You can then add <!---CHUNK_PAGEBREAK---> to your document whenever you want a page break.

The package allows various word formatting options using a similar mechanism.



回答6:

Sungpil's article was close, but didn't quite work. This was the best solution I found for this: https://scriptsandstatistics.wordpress.com/2015/12/18/rmarkdown-how-to-inserts-page-breaks-in-a-ms-word-document/

Even better, the author included the Word template to make this work. The R-blogger's link to his template is broken, and the header is formatted wrong. Some notes I took:

1) You might need to include the whole path to the word template in your Rmd header, like so:

output: 
    word_document:
      reference_docx: C:/workspace/myproject/mystyles.docx

2) The template at the link above changed some of the default style settings so you'll need to change them back



回答7:

My solution is not very robust but can work for some of us. Assuming you need a page break before each level 1 title in your word document, I defined this in the format template used in the yaml field reference_docx: . In this document you modify the Heading 1 format (or equivalent) to insert a page break before the Title.
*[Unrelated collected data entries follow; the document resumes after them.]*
PR #134, opened 2016-03-11
Added installation instructions for RHEL and CentOS

konimex:
Added another repo for CentOS.

Since RHEL and CentOS do not use dnf (they're based
on Fedora 19), we need to use separate instructions
for now. Although this package is originally
intended for CentOS, but since CentOS is basically
RHEL without RH's trademark, it will be the same.
But I can't say the same for Scientific Linux or
Oracle Linux, even if both of them are based on RHEL.


dylanaraps:
There's another table of contents towards the top of the packages section, add the new line to that too and I'll merge this.

Thanks again! :D

dylanaraps:
Thanks!

PR #140, opened 2016-03-12
fixed a few issues with the progress bars

iandrewt:
- disk usage bar didn't work on drives under a terabyte
- disk usage percentage still printed when disabled
- battery info option was inversed


dylanaraps:
Thanks for the fixes!

PR #1917, opened 2024-06-18
[test] Add testcase for testnet 2821527 block and refactor the real block tests

jolestar:
## Summary

Try to reproduce issue #1897, but can not reproduce it in the test case.


jolestar:
This PR only change the test case, I merge it first.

Do not forget to start your template with the first docx rendered with knitr (pandoc) in RStudio.



回答8:

It is not an automated solution. But I have been adding the text '#####page break' to my markdown document. Then in MS Word using find-replace to replace the text "page break" with "^m" (manual page break).



回答9:

Ok, I found this in the markdown docs.

Horizontal Rule / Page Break

Three or more asterisks *** or dashes ---.